Skip to main content

MySQL Batch Import

Introduction

When working with databases, you'll often need to import large volumes of data from external sources into your MySQL database. While importing small datasets can be straightforward, efficiently handling large datasets requires batch import techniques. Batch importing allows you to load data in chunks rather than one row at a time, significantly improving performance and reducing resource usage.

In this tutorial, we'll explore various methods to perform batch imports in MySQL, from basic approaches to more advanced techniques. By the end, you'll have a solid understanding of how to efficiently import data into your MySQL database in batch mode.

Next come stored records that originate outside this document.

PR #1417, opened 2026-01-18
nRF52840 Watchdog

entr0p1:
Implement the nRF52840's built-in watchdog to reset the board if the firmware locks up for more than 30 seconds.


entr0p1:
Happy to report this has worked perfectly. No erroneous resets overnight, and I was able to force the board to lock up by adding the below into the CLI:
wdt-test

I then called `set wdt.test` from the CLI, which caused the board to lock up completely:
IMG_20260119_092533

I confirmed the board locked up completely, unable to log in over the mesh and the physical user button and UI stopped working:
IMG_20260119_092315

After the watchdog timed out, the board reset as expected and booted up normally. Happy to mark this ready for review once I've added in the supported boards.

4np:
What will happen with the `tick()` calls when the CPU is sleeping after #1353 is merged? Or does the NRF watchdog account for sleeping internally?

fschrempf:
> What will happen with the tick() calls when the CPU is sleeping after https://github.com/meshcore-dev/MeshCore/pull/1353 is merged? Or does the NRF watchdog account for sleeping internally?

I haven't checked, but I guess we will need to feed the watchdog in the wait for event loop.

entr0p1:
> What will happen with the `tick()` calls when the CPU is sleeping after #1353 is merged? Or does the NRF watchdog account for sleeping internally?

It does - the watchdog gets paused during sleep and halt states: https://github.com/meshcore-dev/MeshCore/blob/2fc3e7878744be7a69ddf96ae9d2a851ece1ca94/src/helpers/nrf52/Watchdog.cpp#L22-L24

entr0p1:
I've refactored this code and made it a lot tidier, plus rebased on dev (which I'll need to do again - meshcore moves fast!). 

There's a compile flag to include WDT in the build, and a preference (disabled by default) with CLI command to enable WDT. The runtime code only exists in the repeater firmware but is simple to expand to others.

446564:
if you can resolve the conflicts I'm happy to try this out and review.

entr0p1:
> if you can resolve the conflicts I'm happy to try this out and review.

I've updated it for 1.15.0, I'll push the updated code shortly.

PR #1428, opened 2026-01-19
Update T114 I2C pins for external RTC

etienn01:
While adding an external DS3231 RTC on the Heltec T114, I found that pins P0.26 and P0.27 are not exposed to headers. They are wired to a non-populated footprint for an onboard PCF8563TS RTC (see https://github.com/meshtastic/firmware/issues/4605 for details).

Given this, replacing the default I2C pins would work for external RTCs, but may break backward compatibility if any T114 revision exists (or appears in the future) with the PCF8563TS populated.

An alternative approach would be to keep the existing default pins and add support for a second I2C bus, calling `AutoDiscoverRTCClock.begin()` on both `Wire` and `Wire1`. This would allow the firmware to pick-up the onboard RTC on `Wire` if present, and fall back to discovering an external RTC on `Wire1` otherwise.

This was tested with a DS3231 on a T114 V2 using pins P0.16 and P0.13, and works correctly with this configuration.

image


oltaco:
This seems like a relatively benign change to me, since those pins are indeed not easily accessible and not likely for most people to use. Having said that I do know of some people that have successfully populated the optional flash chip so I wonder if anyone has done the same for the RTC?

> An alternative approach would be to keep the existing default pins and add support for a second I2C bus, calling `AutoDiscoverRTCClock.begin()` on both `Wire` and `Wire1`. This would allow the firmware to pick-up the onboard RTC on `Wire` if present, and fall back to discovering an external RTC on `Wire1` otherwise.

This is worth considering, but I'm not really across the AutoDiscoverRTCClock code or any potential pitfalls.

IoTThinks:
I want this change too as I want to support sensors for T114 repeaters.
I believe T114 never has sensor working yet since P0.26 and P0.27 do not point to any visible pinouts.
T114 also does not have sensor flags in the platformio.ini currently.

image

I feel this P0.26 and P0.27 have been never used and a copy-paste issue when creating this variant.
So quite safe to use 0.16 and 0.13.

IoTThinks:
Yeah, it is merged.
Thanks a lot.

PR #2520, opened 2026-05-11
add heltec-mesh-node-t1

Quency-D:
This PR adds initial Meshcode firmware support for the Heltec Mesh Node T1.

The new board target is based on the nRF52840 MCU and SX1262 LoRa radio.

### DIFF
--- a/boards/heltec_t1.json
+++ b/boards/heltec_t1.json
@@ -1,0 +1,61 @@
+{
+  "build": {
+    "arduino": {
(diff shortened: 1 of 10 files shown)


liamcottle:
Thank you!

grantsavill:
Just received one of these. Is it possible to turn off the buzzer?

jirogit:
> Just received one of these. Is it possible to turn off the buzzer?

Yes — triple-press the user button and it'll disable the buzzer (it persists across reboots).

PR #2517, opened 2026-05-10
Add support for LilyGo T-Echo Card (and tiny-ui!)

oltaco:
This PR adds support for the LilyGo T-Echo Card. It depends on #2516 otherwise the clock doesn't work due to the accelerometer/magnetometer being auto-detected as an RTC.

Added a new tiny-ui for the 72*40 screen, big thanks to @pelgraine for the U8g2 display wrapper 👍 

I decided to try something different with the tiny ui and added a scrolling header with node name, battery voltage, buzzer, GPS and BLE status.
The main screen shows unread msg count, battery voltage and BLE pin when not connected, and there is no recent messages screen as there's not enough space anyway. It might be worth removing the recent adverts screen as well but I've left it in for now.

Triple click to toggle buzzer, double click on C button to toggle "torch". 

Accelerometer/compass is currently disabled but could be enabled by a future update. The speaker could also potentially be enabled for use with alternate notification sounds, who knows :)

PR #2522, opened 2026-05-11
Add support for LilyGo T-Impulse-Plus

liamcottle:
This PR adds initial support for the [LilyGo T-Impulse-Plus](https://github.com/Xinyuan-LilyGO/T-Impulse-Plus) device.

- Schematic: https://github.com/Xinyuan-LilyGO/T-Impulse-Plus/blob/main/project/T-Impulse-Plus_V1.0.pdf
- Pin Out: https://github.com/Xinyuan-LilyGO/T-Impulse-Plus/blob/main/libraries/private_library/pin_config.h

It's very small and could be useful as a pendant/necklace tracker node, or an ultra light portable companion node.

- It has a GPS module
- It has a 200mAh battery
- It has a vibrator module (not implemented at this time)
- The TX/RX signal strength is decent with the built in spring antenna
- It has capacitive touch support on the top face, however currently disabled while screen not implemented
- It has 4MB of external QSPI flash, much improved over other devices with 1MB internal or 2MB external

I've not implemented display support, the screen is very small, and the default SSD1306 library would not init.
This can be done sometime in the future, as a UI redesign would be required anyway. Possibly based on @oltaco's PR https://github.com/meshcore-dev/MeshCore/pull/2517 for the LilyGo T-Echo Card. 

I've tested Companion BLE firmware with the MeshCore App as well as the Repeater firmware.

### DIFF
--- a/boards/lilygo_t_impulse_plus_nrf52840.json
+++ b/boards/lilygo_t_impulse_plus_nrf52840.json
@@ -1,0 +1,64 @@
+{
+  "build": {
+    "arduino":{
+      "ldscript": "nrf52840_s140_v6.ld"
+    },
+    "core": "nRF5",
+    "cpu": "cortex-m4",
+    "extra_flags": "-DARDUINO_NRF52840_T_IMPULSE_PLUS -DNRF52840_XXAA",
+    "f_cpu": "64000000L",
+    "hwids": [
+      [
+        "0x239A",
+        "0x8029"
+      ]
+    ],
+    "usb_product": "T-Impulse-Plus-nRF52840",
+    "mcu": "nrf52840",
+    "variant": "t_impulse_plus_nrf52840",
+    "bsp": {
+      "name": "adafruit"
+    },
+    "softdevice": {
+      "sd_flags": "-DS140",
+      "sd_name": "s140",
+      "sd_version": "6.1.1",
+      "sd_fwid": "0x00B6"
+    },
+    "bootloader": {
+      "settings_addr": "0xFF000"
+    }
+  },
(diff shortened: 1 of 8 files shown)


oltaco (approved):

recrof (approved):

Szetya:
IMG_20260710_051113
The display, touch buttons, and vibration motor are working. 
The UI still needs a little tweaking to make it compatible with both the t-echo card and the t-impulse plus. 
In addition, we need smaller icons for the 64-pixel-high display. @liamcottle , could you make them?

liamcottle:
@Szetya

> The UI still needs a little tweaking to make it compatible with both the t-echo card and the t-impulse plus. In addition, we need smaller icons for the 64-pixel-high display. @liamcottle , could you make them?

Hey there! My T-Impulse-Plus node actually died, so I can't do any more work/testing on this one :/

It's a cute little unit, but seems very fragile.

Szetya:
> @Szetya
> 
> > The UI still needs a little tweaking to make it compatible with both the t-echo card and the t-impulse plus. In addition, we need smaller icons for the 64-pixel-high display. @liamcottle , could you make them?
> 
> Hey there! My T-Impulse-Plus node actually died, so I can't do any more work/testing on this one :/
> 
> It's a cute little unit, but seems very fragile.

@liamcottle 
The battery is discharged below 3V and won't charge?!
It contains an SGM41562s with an ID of 0x09. The original sample code expects 0x04, which is why PMU detection isn't working.
I struggled with it for a long time, but I finally managed to fix it.

PR #2524, opened 2026-05-11
enable gps for all rak 3401

446564:


446564:
this enables for all variant roles as repeater was missed, moves to the top level in ini, if preferred I can move it to each role instead, or omit say KISS modem?

446564:
@recrof

446564:
closing until gps is sorted for this one

PR #2534, opened 2026-05-12
Update CLI command parameters for bridge source

khagele:


StijnBTC:
The change is correct,  the set command already accepts `rx`/`tx` (not `logRx`/`logTx`).

Adding to this, the get/query command still returns the old names:

**`src/helpers/CommonCLI.cpp:832`**
```cpp
sprintf(reply, "> %s", _prefs->bridge_pkt_src ? "logRx" : "logTx");
```

This should be changed to:
```cpp
sprintf(reply, "> %s", _prefs->bridge_pkt_src ? "rx" : "tx");
```

Without this fix, a user running `get bridge.source` will see `logTx` while the docs say `tx`.

Optionally, these comments could also be updated for consistency:
- `src/helpers/CommonCLI.h:48` — `// 0 = logTx, 1 = logRx (default logTx)`
- `examples/simple_repeater/MyMesh.cpp:894` — `// logTx`

But logRx and logTx are used in lots of other parts of the code so maybe it would make more sense to change it to accept both tx/rx and logTx/logRx

PR #2536, opened 2026-05-12
revert: "feat: Enable GPS on RAK 1W kit" (#2401)

recrof:
reverted changes to RAK_BOARD and PIN_GPS_EN. setting `RAK_BOARD` would cause radio to stop working and end with RadioLib error -707

### DIFF
--- a/variants/rak3401/platformio.ini
+++ b/variants/rak3401/platformio.ini
@@ -6,7 +6,6 @@ build_flags = ${nrf52_base.build_flags}
   ${sensor_base.build_flags}
   -I variants/rak3401
   -D RAK_3401
-  -D RAK_BOARD
   -D NRF52_POWER_MANAGEMENT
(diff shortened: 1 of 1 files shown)


oltaco:
Yep, seems like the issue might be when rakGPSinit() is searching for a GPS module it calls gpsIsAwake() against WB_IO2 which is the 5v boost pin on the RAK3401?

Maybe some gating here would fix it? https://github.com/meshcore-dev/MeshCore/blob/12a37a224ad229e5d6507636c2cea5d64933e09a/src/helpers/sensors/EnvironmentSensorManager.cpp#L685

jakymiwm:
Can we revisit this now that #2615 has been merged?

disq:
@jakymiwm I've re-opened the (slightly different) fix at https://github.com/meshcore-dev/MeshCore/pull/2640

PR #2537, opened 2026-05-12
Fix serial bursts on nRF52 with USB CDC

weebl2000:
I was having issues where the usb serial bus would stop responding when running companion USB for a Heltec T096.

[Build this firmware here](https://mcimages.weebl.me?commitId=fix-serial-bursts)


rogovogor (approved):
Approve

Understanding Batch Import Basics

Batch importing refers to the process of loading multiple records at once rather than inserting them individually. This approach offers several advantages:

  • Improved performance: Significantly faster than individual inserts
  • Reduced overhead: Fewer database transactions
  • Lower resource consumption: More efficient use of memory and CPU

Before diving into specific techniques, let's understand the general workflow of a batch import:

Method 1: LOAD DATA INFILE

The most efficient way to perform batch imports in MySQL is using the LOAD DATA INFILE statement. This command is specifically designed to quickly read and insert large amounts of data from text files.

Basic Syntax

sql
LOAD DATA INFILE 'file_path'
INTO TABLE table_name
[FIELDS TERMINATED BY 'character']
[LINES TERMINATED BY 'character']
[IGNORE number LINES]
[column_list];

Practical Example

Let's say you have a CSV file named customers.csv with the following content:

id,name,email,registration_date
1,John Doe,[email protected],2023-01-15
2,Jane Smith,[email protected],2023-01-16
3,Robert Johnson,[email protected],2023-01-18

First, create a table to store this data:

sql
CREATE TABLE customers (
id INT PRIMARY KEY,
name VARCHAR(100),
email VARCHAR(100),
registration_date DATE
);

Now, use LOAD DATA INFILE to import the data:

sql
LOAD DATA INFILE '/path/to/customers.csv'
INTO TABLE customers
FIELDS TERMINATED BY ','
LINES TERMINATED BY '\n'
IGNORE 1 LINES
(id, name, email, registration_date);

This command will:

  1. Read the file /path/to/customers.csv
  2. Import data into the customers table
  3. Recognize fields separated by commas
  4. Recognize lines separated by newline characters
  5. Skip the header row
  6. Map the columns in order to the specified fields

Local File Import

If the file is on your local machine rather than the server, use LOAD DATA LOCAL INFILE:

sql
LOAD DATA LOCAL INFILE '/path/to/customers.csv'
INTO TABLE customers
FIELDS TERMINATED BY ','
LINES TERMINATED BY '\n'
IGNORE 1 LINES
(id, name, email, registration_date);
note

To use LOCAL, your MySQL configuration must allow local file loading. You may need to enable this feature by setting local_infile=1 in your MySQL configuration or when connecting to the server.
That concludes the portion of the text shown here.